PR #5542, opened 2023-03-03
Note function signature param/result features for validation

kripken:
As with #5535, this was not noticed because it can only happen on very
small modules where the param/result type appears nowhere else but
in a function signature, but my wip fuzzer branch now finds it.

### DIFF
--- a/test/lit/validation/ref-func-simd.wast
+++ b/test/lit/validation/ref-func-simd.wast
@@ -1,0 +1,16 @@
+;; A function type that uses a SIMD type requires the SIMD feature.
+;; RUN: not wasm-opt --enable-reference-types %s 2>&1 | filecheck %s
+
+;; CHECK: all used types should be allowed
+
+(module
+  (type $simd-user (func (param v128)))
+
+  (global $g (ref null $simd-user) (ref.null func))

| Task instructions |
Copy out each line of the listing where the string "validation" appears.

| Solution below |
Note function signature param/result features for validation
--- a/test/lit/validation/ref-func-simd.wast
+++ b/test/lit/validation/ref-func-simd.wast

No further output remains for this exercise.